GIVEN DATA =>

PR #433980, opened 2026-09-13
Add version: SosomLab.NexaCoffee version 0.1.0

kiros33:


kiros33:
Closing in favour of a new PR for 0.1.1.

The `Validation-Installation-Error` was reproduced locally: Microsoft Defender quarantined **only the x86 archive** as `Trojan:Win32/Tecabans.STV!cl` (cloud ML, "downloads and attachments" path) while the x64 archive installed fine — so the install step failed on the x86 installer, not on the manifest (`winget validate` passes).

The binaries are tiny, unsigned, CRT-less PEs that carried **no version resource at all**, a well-known false-positive trigger. 0.1.1 adds a full `VS_VERSION_INFO` block. Verified on the same machine and definitions (AV 1.459.241.0): the 0.1.0 x86 zip is still quarantined on write, the 0.1.1 x86 zip is not, and `winget install --manifest ... --architecture x86` against the published 0.1.1 asset now succeeds.

Sorry for the noise, and thanks for the validation output — it pointed straight at it.

PR #434024, opened 2026-09-13
New package: UtopianAcademy.Deckboy version 0.99.357

Utopian-Academy:
### Pull request has been manually validated?

- [x] Manifest validated locally with `winget validate` (exit 0, no warnings)

### New package

`UtopianAcademy.Deckboy` 0.99.357 — Deckboy, an open-source (GPL-3.0) cue-based media playback and show-control application for live video. Windows installer is Inno Setup, x64.

- Homepage: https://utopian-academy.github.io/Deckboy/
- Source: https://github.com/Utopian-Academy/Deckboy
- Installer: signed? **No** — the project has no paid code-signing certificate, so SmartScreen will warn. This is stated in the project README.

### Checklist

- [x] Have you checked that there aren't other open [pull requests](https://github.com/microsoft/winget-pkgs/pulls) for the same manifest update/addition?

Note on the unchecked box: the manifest was validated but not install-tested, because the only machine available already has Deckboy installed from source and a machine-scope install would have collided with it.

Disclosure: I am the author of this package.
 ###### Microsoft Reviewers: [Open in CodeFlow](https://microsoft.github.io/open-pr/?codeflow=https://github.com/microsoft/winget-pkgs/pull/434024)


Utopian-Academy:

Utopian-Academy:
Following the documented step for `Validation-Executable-Error` ("if you believe this failed in error, add a comment to get the Windows Package Manager engineers to investigate") — and with a concrete guess attached, in case it saves a round trip.

Deckboy does install a primary application: `Deckboy.exe`, into `{autopf}\Deckboy` for a per-machine install. Checks 01-07, 09 and 10 all passed, the CLA is signed, and I have re-verified the installer hash against the release asset just now — `0A1BB86D...A7F5AD85`, matching the manifest.

My guess at the cause: this is an Inno Setup installer built with `PrivilegesRequiredOverridesAllowed=dialog commandline`, so it can install either per-machine or per-user. If the validation host runs the installer without elevation, Inno will complete a **per-user** install into `%LOCALAPPDATA%\Programs\Deckboy` and register under `HKCU`, while the manifest declares `Scope: machine` and a `ProductCode` that would then be looked for under `HKLM`. That would leave the test unable to locate the application even though the install succeeded. I can see exactly that shape of install on a local machine here.

If that is what happened, the fix is one line and I am happy to push it:

```yaml
InstallerSwitches:
  Custom: /ALLUSERS
```

which pins the silent install to per-machine and makes the declared scope and the actual install agree regardless of elevation.

I did not want to churn the branch and reset a clean validation run on a guess, so: if the log shows the install landing under `%LOCALAPPDATA%`, say the word and I will push the switch. If it shows something else, I would be glad of the relevant lines and will fix the actual cause instead.

Windows Sandbox is not available on this edition (Windows 11 Home), so I have not been able to run `SandboxTest.ps1` against it myself.

Utopian-Academy:
Updated this PR rather than opening a new one, since the package is the same and the branch already carries the discussion above.

**What changed**

1. **Version 0.99.357 → 0.99.367.** The older manifests are removed and replaced by `manifests/u/UtopianAcademy/Deckboy/0.99.367/`. `InstallerSha256` is `6CD51F90…03C01B9D`, computed from the installer downloaded from the release, not copied forward.

2. **The fix I proposed above, now applied** — no reply came, so rather than leave the PR waiting I have pushed it:

   ```yaml
   InstallerSwitches:
     Custom: /ALLUSERS
   ```

   Deckboy's Inno Setup installer is built with `PrivilegesRequiredOverridesAllowed=dialog commandline` and `DefaultDirName={autopf}`, so without elevation it completes a **per-user** install into `%LOCALAPPDATA%\Programs\Deckboy` and registers under `HKCU`, while the manifest declares `Scope: machine` with a ProductCode that would then be looked for under `HKLM`. That shape of mismatch matches the `Validation-Executable-Error` exactly: the install succeeds, and the check cannot find what it installed. `/ALLUSERS` pins the silent install to per-machine so the declared scope and the actual install agree regardless of elevation.

If the validation log shows a different cause, I would be glad of the relevant lines and will fix the actual one instead — I still cannot run `SandboxTest.ps1` here (Windows 11 Home has no Windows Sandbox).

PROBLEM TO WORK ON =>
Word for word, set down the lines from the beginning of the records through the line that holds "Closing in favour of a new PR for 0.1.1.". Leave out the rest.

ANSWER AREA =>
PR #433980, opened 2026-09-13
Add version: SosomLab.NexaCoffee version 0.1.0

kiros33:


kiros33:
Closing in favour of a new PR for 0.1.1.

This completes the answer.